At the same time, China’s electricity demand growth is being largely met by renewables, implying that China can expand its economy without its economy-wide, annual emissions going up. This is in part due to a massive deployment of renewables. In 2023, China installed enough non-carbon-emitting electricity generation to meet the total electricity demand of all of France.
China’s productive capacity has shifted in a way that’s less carbon intensive, experts on the Chinese energy system and economy have told Heatmap.
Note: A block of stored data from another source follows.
Issue #2545, opened 2024-06-14
[Improvement]: Add a container name environment variable/ a uuid environment variable


ayntk-ai:
### Description

I need to predefine some configurations in a configuration file via my custom dockerfile and for that I need to specify the container name. I need a way to output the uuid that gets appended to each container so I can construct the container name in my dockerfile.

### Minimal Reproduction (if possible, example repository)

- [ ] Add an environment variable called: COOLIFY_CONATINER_UUID -> this variable can be used in the docker compose file and the dockerfile to get the container name.
Example in dockerfile for redis object cache:
```dockerfile
RUN echo "define('WP_REDIS_HOST', 'redis-$COOLIFY_CONATINER_UUID');" >> wp-config.php
```

### Version

-

Thijmen:
Is there a reason why you can't rely on environment variables here?

ayntk-ai:
I want to use a predefined environment variable, but it does not exist for the uuid.

andrasbacsai:
Sure, it is simply to add and it extends the usecases. Also adding this env to applications. Releasing in the next version.

ayntk-ai:
What if there are multiple containers in a service, how would the variabel know what name to give it? for example WordPress and redis container how does it now when to give me the redis one?

PR #4891, opened 2025-01-21
feat(service): add apache superset service

nktnet1:
## Changes
- added AirBnB's Apache/Superset (unofficial) template

**Update 20/05/2025 - Added video demo**:

[superset-coolify-56mb.webm](https://github.com/user-attachments/assets/73d25992-bc79-481f-bfe1-839c01cfdb90)

---

[Apache Superset](https://github.com/apache/superset) is a popular "Data Visualization and Data Exploration Platform". Currently, it has ~64k stars on GitHub. 

Unfortunately, superset does not officially support docker-compose in production:
- https://superset.apache.org/docs/installation/docker-compose

---

This template uses an unofficial docker image to allow for production docker deployment. However, this in itself is also quite popular, with nearly 1k stars on GitHub:
- https://github.com/amancevice/docker-superset

and over 5 million downloads on DockerHub:
- https://hub.docker.com/r/amancevice/superset

---

There are [multiple flavours of superset (unofficial) that are supported](https://github.com/amancevice/docker-superset/tree/main/examples), e.g.
- celery
- postgresql (I chose this one)
- mysql
- sqlite (probably not prod)

However, given that it's "unofficial", I wanted to run this through the Coolify team before proceeding with the `superset-unofficial-with-celery` and `superset-unofficial-with-mysql` templates, in case the policy is to not accept unofficial images.

---

**NOTE**: for the first launch, you will need to enter the superset container using Coolify's terminal feature to run
```sh
superset-init
```
to register the admin user and database. Alternatively, the `superset-demo` command will do the same, and additionally load demo database/charts/dashboards into the superset instance.

I'm happy to contribute this to [documentations-coolify](https://github.com/coollabsio/documentation-coolify) if it gets the green light.

---


nktnet1:
Actually, something I'm not sure about is what would happen when we enable the "Connect to Predefined Networks" checkbox (necessary to pull data from other databases on Coolify):
- https://coolify.io/docs/knowledge-base/docker/compose/#connect-to-predefined-networks

Since superset has its own redis cache, the file volume mount `superset_config.py` will default to Coolify's redis?

For example,

```sh
$ docker ps --filter "name=redis" --format "{{.ID}} | {{.Names}}"
bd2e2aedb5bd | redis-qo0gsoowco804scgocwgw88o               # this is superset's redis
3b3169c7f2a9 | coolify-redis
```

Inspecting superset redis:

```sh
$ docker inspect bd2e2aedb5bd | grep DNSNames -A3
                    # Under NetworkSettings -> Networks -> Coolify
                    "DNSNames": [
                        "redis-qo0gsoowco804scgocwgw88o",
                        "bd2e2aedb5bd"
                    ]
                    
                   # Under NetworkSettings -> Networks -> qo0gsoowco804scgocwgw88o
                   # (UUID-generated network from "Connect to Predefined Networks")
                    "DNSNames": [
                        "redis-qo0gsoowco804scgocwgw88o",
                        "redis",
                        "bd2e2aedb5bd"
```

and inspecting coolify redis:

```
$ docker inspect 3b3169c7f2a9 | grep DNSNames -A3
                   # Under NetworkSettings -> Networks -> Coolify
                    "DNSNames": [
                        "coolify-redis",
                        "redis",
                        "3b3169c7f2a9"
```

Since the superset container's `superset_config.py` has
```
"CACHE_REDIS_URL": f"redis://:{os.getenv('REDIS_PASSWORD')}@redis:6379/1",
```

I assume it'll now refer to Coolify's redis after the "Connect to Predefined Networks" is enabled.

Is there a way around this? Basically need a way to get the `redis-qo0gsoowco804scgocwgw88o` host into the python file.

nktnet1:
Found a workaround (b617a08fd75c5a124a6d68b0b596e02e3137aa97) by using `COOLIFY_CONTAINER_NAME`:
- https://github.com/coollabsio/coolify/issues/2545

By adding the following python code:

```py
COOLIFY_UUID = os.getenv('COOLIFY_CONTAINER_NAME').strip('"').split('-')[-1]

# ...

# Then, for example with postgres db, we can use our new db-{COOLIFY_UUID} host:
SQLALCHEMY_DATABASE_URI = f"postgresql+psycopg2://{os.getenv('POSTGRES_USER')}:{os.getenv('POSTGRES_PASSWORD')}@db-{COOLIFY_UUID}:5432/{os.getenv('POSTGRES_DB')}"

```

---

## COOLIFY_CONTAINER_NAME double quotes

An issue I discovered was that the environment variable `COOLIFY_CONTAINER_NAME` is excessively surrounded in double quotes:

double-quotes

Hence why the `.strip('"')` is necessary.

This likely stems from here:
https://github.com/coollabsio/coolify/blob/86e14f3620f3b29edaaea7b0f4b43e45de9cbafe/app/Jobs/ApplicationDeploymentJob.php#L926-L928

and/or here:

https://github.com/coollabsio/coolify/blob/86e14f3620f3b29edaaea7b0f4b43e45de9cbafe/app/Jobs/ApplicationDeploymentJob.php#L985-L987

---

## Expose COOLIFY_UUID

As per the original request in #2545, this would simplify the need to extract the `UUID` from the container name for use as a network host.

andrasbacsai:

peaklabs-dev:
Thanks for the PR. I think this is not fully working just yet. When running `superset init` it throws and error and also there is no user created via ENVs as far as I know, so nobody can log in can you please fix these things.

nktnet1:
Hey @peaklabs-dev,

Are you able to show me the error you're getting from `superset-init`? (note the `-`)

Our team actually has this template running in production, so that's odd. I'll try again to see if anything changed in the latest docker image.

> also there is no user created via ENVs as far as I know, so nobody can log in can you please fix these things

I don't think superset supports creating an admin user through ENV - it must be done through the `superset init` command.

nktnet1:
@peaklabs-dev yep, tested it just now and it works.

I also tested `superset init` instead of `superset-init`, and it does result in the error I assume you were getting. This is because you need to run a few other commands before that.

Here's what the docker version's `superset-init` command runs:
- https://github.com/amancevice/docker-superset/blob/1ea7d1ad124fb7f1d1ca951e0b07fdf7e08b29bc/bin/superset-init

```bash
#!/bin/bash
set -eo pipefail

# Create an admin user
flask fab create-admin $@

# Initialize the database
superset db upgrade

# Create default roles and permissions
superset init
```

Demo:

[superset-coolify-56mb.webm](https://github.com/user-attachments/assets/73d25992-bc79-481f-bfe1-839c01cfdb90)

peaklabs-dev:
Thanks. Maybe you can add an entrypoint script that runs this automatically?

nktnet1:
> Thanks. Maybe you can add an entrypoint script that runs this automatically?

I think that might work, but I'm hesitant because
1. it goes against [superset's setup instructions](https://superset.apache.org/docs/installation/pypi/#installing-and-initializing-superset), i.e. will need to be managed and maintained by Coolify and could cause confusion
2. it takes away some flexibility, e.g. loading demos instead of the basic init
3. we'll need to find a way to avoid running the setup (or exit early) each time the container restarts

If you're happy with the above, then I can help look into it.
Not sure if there will be an easy way to do number 3 though.

peaklabs-dev:
I guess it make sense not to automate it. Can you create a docs PR that tells the user to run `superset-init` in the `superset` Container and then everything will work (just tried it and that works perfectly)

Thanks for the PR. I will merge it and fix a few small things.

nktnet1:
Documentation added here:
- https://github.com/coollabsio/coolify-docs/pull/289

The economy isshifting more toward manufacturing and away from the steel-and-cement intensive breakneck urbanization of the past few decades, thanks to a dramatically slowing homebuilding sector.
Chinese urban residential construction was using almost 300 million tons of steel per year at its peak in 2019, according to research by the Reserve Bank of Australia, about a third of the country’s total steel usage. (Steel consumption for residential construction would fall by about half by 2023.) By contrast, the whole United States economy consumes less than 100 million tons of steel per year.
To the extent the overall Chinese economy slows down due to the trade war with the United States, coal usage — and thus greenhouse gas emissions — would slow as well. Although that hasn’t happened yet — China also released export data on Friday that showed sustained growth, in spite of the tariff barriers thrown up by the Trump administration.